The house of lies surrounding a man who murdered his parents and sister has fallen down around him, writes Lee Glendinning.
There was a strangling darkness in the heart of Sef Gonzales. In poetry penned as a boy, he begged God to free him. "Just what is it in me? Sometimes I don't know," he implored. "Though you're in me now/I fail and hurt you still ... you have forgiven me/too many times it seems. Take me out of the dark Lord/'cause I don't want to be alone."

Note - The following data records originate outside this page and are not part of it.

PR #614, opened 2026-07-30
fix: avoid duplicate LLVM VM linkage in CUDA agent

yunwei37:
## Summary

- stop whole-archiving `bpftime_llvm_vm` a second time in the CUDA agent link block
- retain the directly embedded LLVM factory object and the existing normal target dependency

This is stacked on #604 because that pull request removes the same duplicate linkage from the common agent path. Relative to #604, this changes one CMake link entry.

## Validation

- configured with `BPFTIME_ENABLE_CUDA_ATTACH=ON` and CUDA 12.9
- built `bpftime-agent` successfully
- inspected the generated link command: the LLVM factory object remains directly embedded, while `libbpftime_llvm_vm.a` is no longer inside the CUDA whole-archive group

### DIFF
--- a/runtime/agent/CMakeLists.txt
+++ b/runtime/agent/CMakeLists.txt
@@ -36,7 +36,7 @@ endif()
 
 if(${BPFTIME_ENABLE_CUDA_ATTACH})
   add_dependencies(bpftime-agent bpftime_llvm_vm llvmbpf_vm bpftime_vm)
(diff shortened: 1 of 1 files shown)


yunwei37:
The exact `8a4948d` head has now been checked in both the default uBPF-enabled CUDA configuration and the uBPF-disabled matrix that exposed the duplicate factory definitions. With CUDA 12.9 and LLVM enabled, `bpftime-agent` links successfully; `create_llvm_vm_instance()` and `register_llvm_vm_factory()` are each retained once.

Two independent read-only reviews found no blockers. The diff remains one CMake line: it removes `libbpftime_llvm_vm.a` only from the CUDA whole-archive group while preserving the directly embedded factory object, ordinary target dependencies, and the other CUDA archives. There are no review threads or Copilot comments.

This PR is intentionally stacked on #604, so the remaining actions are the base PR and maintainer review.

PR #586, opened 2026-06-21
daemon: preserve mirrored perf-link cookies

yunwei37:
## Summary

- preserve `perf_event.bpf_cookie` when the daemon mirrors a `BPF_PERF_EVENT` link
- pass the optional cookie through `bpftime_driver` to the existing cookie-aware runtime attach API
- replace the placeholder daemon-driver test with a regression that inspects the mirrored link handler cookie

## Scope

This PR is intentionally limited to the daemon propagation gap. The earlier OTel example, benchmark, map types, CPU pinning, register changes, and lifecycle fixes were removed because they are separate concerns and the example only validated native collector output, not bpftime execution.

## Validation

- `cmake --build build-pr586 --target bpftime_daemon_tests -j$(nproc)`
- `build-pr586/daemon/test/bpftime_daemon_tests` (2 test cases, 4 assertions passed)
- `git clang-format --diff origin/master` (no changes)
- `git diff --check origin/master HEAD`

Final net diff: 4 files, `+57/-26`, reduced from 31 files, `+1231/-84`.

Fixes #616

PR #623, opened 2026-08-01
example: add OTel profiler mirror compatibility smoke test

yunwei37:
## Summary

- add a runnable OpenTelemetry eBPF profiler compatibility example for libc `malloc`/`free`
- verify that the bpftime daemon mirrors both cilium/ebpf perf-event `BPF_LINK_CREATE` uprobes and successfully attaches them
- pin the tested upstream profiler revision and export a real profile containing the example victim

## Scope and minimality

This is intentionally a daemon-mirror compatibility example and a follow-up to #586. The upstream Go collector loads and executes its profiler programs in the kernel, so the exported profiles are native-kernel output. The example does not claim that the full upstream profiler runs through the bpftime agent; its map and helper requirements are not all supported yet.

The final change is example-only: 6 files, `+188/-0`, with no runtime, daemon, VM, agent, attach, API, dependency, or CI-matrix changes.

Reduction trail:

- initial: 7 files, +204
- removed a redundant single-rule Makefile: -13
- removed the busy victim's unused integer state/include: -3
- final: 6 files, +188

The existing sleeping malloc victim was tested with the same pinned collector: bpftime observed both handlers and attaches, but the collector emitted zero victim profiles in 12 seconds. The 13-line busy victim is therefore retained as the smallest reliable sampling workload.

## Validation

Exact head: `36fe67e01dafb3ed2a532ebbda84f9559a7bfe43`

- built upstream `open-telemetry/opentelemetry-ebpf-profiler` at `39d09634147c707f035ddda78186054bfe037629` with `make ebpf otelcol-ebpf-profiler`
- built `bpftime_daemon` and the local victim
- four complete root E2E runs with the pinned collector; the final trimmed victim produced:
  - 4 `BPF_LINK_CREATE` events
  - 2 exact libc uprobe handlers
  - 2 successful bpftime attaches
  - 5 exported `victim` profile records
  - collector and daemon alive through final assertions
- `bash -n`
- C `-O2 -Wall -Wextra` compile/syntax checks
- GCC and Clang assembly both retain `malloc`/`free` with the constant volatile store
- `clang-format --dry-run --Werror`
- YAML structure parse
- `git diff --check`
- exact-head dedicated subagent review: PASS
- exact-head independent external read-only review: PASS
- exact-head Copilot comments/threads audit: no findings

## CI / draft status

The final-head CI reached terminal state. Both no-JIT runtime builds fail on the same untouched master error fixed by one-line PR #626: `runtime/syscall-server/syscall_context.cpp` still calls removed `construct_agent_config_from_env`; the two JIT matrix siblings were then canceled by fail-fast. CodeQL and GitGuardian are green. This PR stays draft until #626 merges, then it will be synchronized and the complete exact-head review/Copilot/terminal-green CI gate will run again.


yunwei37:
Exact-head review for `e436d8d0b056d57b759a9bb47a2f0a3524a328de`:

- dedicated full-diff subagent review: **PASS**
- independent detached-clone review with no remote: **PASS**
- full scope: 7 files, `+204/-0`, example-only
- pinned upstream profiler build and real daemon-mirror smoke: **PASS**
- verified two exact link events, two handlers, two successful attach events, final process liveness, and a `victim` profile
- `bash -n`, `shellcheck`, C formatting, and `git diff --check`: **PASS**

No blocking findings remain. The PR stays draft while current-head CI and GitHub review complete.

yunwei37:
@copilot review

yunwei37:
Current-head CI failure is a pre-existing master regression, not an example change: `runtime/syscall-server/syscall_context.cpp` still calls the renamed `construct_agent_config_from_env()`. The same failure is fixed by the one-line current-head patch in #604. This Draft will stay blocked rather than duplicate that unrelated runtime fix; after #604 lands, I will sync this branch and rerun the full matrix.

yunwei37:
Dependency update: the one-line master regression is now isolated in #626 (`construct_agent_config_from_env()` → `construct_runtime_config_from_env()`). #604 is the older no-libbpf PR and is no longer the prerequisite for this example. The exact-head OTel review remains valid because #623 has not changed; after #626 merges I will sync/rerun current-head CI and repeat any review required by a new SHA.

Written in a year 8 class, it is a glimpse into the mind of a then 14-year-old. To his teachers, the poem was a worthy example of writing, but to Gonzales it was part of a deception.
He had plagiarised it from a sacred Catholic song from the Philippines. It presaged another time, in July 2001, when he chose it as a hymn for the grieving congregation to sing over the caskets of his father, Teddy, mother, Mary Loiva, and sister, Clodine, after he had killed them.
During his murder trial, which ended with three guilty verdicts yesterday, 23-year-old Gonzales emerged as a paradox. Angelic, smooth, sweet, small, ambitious, a charming friend and an easily smitten lover. And at the same time fierce, physically strong, scheming, full of guile, jealous and ridden with ***ual guilt. Central to his tragedy were the hidden tensions within his family.
Teddy Gonzales believed the name he gave his first child had never been bestowed on any other. Sef lamented at the funeral that his father had promised to reveal its true meaning once he turned 21. Now, he said, he would never know its origins.
It is possible the devout Catholic father took the name Sef from the book of Genesis, slightly altering the spelling of the third son of Adam and Eve, Seth. According to the Bible story it was Seth who continued the human race after his elder brother, Cain, murdered Abel.
But Sef owed his father so much more than his name. A prosperous childhood surrounded by extended family in Baguio City, 250 kilometres north of Manila, was shaken by a violent earthquake. The family-built hotel was demolished and Sef, trapped by his leg in the darkness, screamed: "Papa, Papa, Papa." Hearing the cries, Teddy ran back into the collapsing building, freed his son and pulled him to safety. Sef owed his father his life.
There were thunder claps in North Ryde the wintry night in July that Teddy Gonzales was driving home from work. The home phone went unanswered when he tried ringing. The family's dream home - decorated by his wife and complete with an altar at the top of the stairs where the family prayed to Our Lady Queen of Peace - sat opposite the home of the children's grandmother, Amelita Claridades.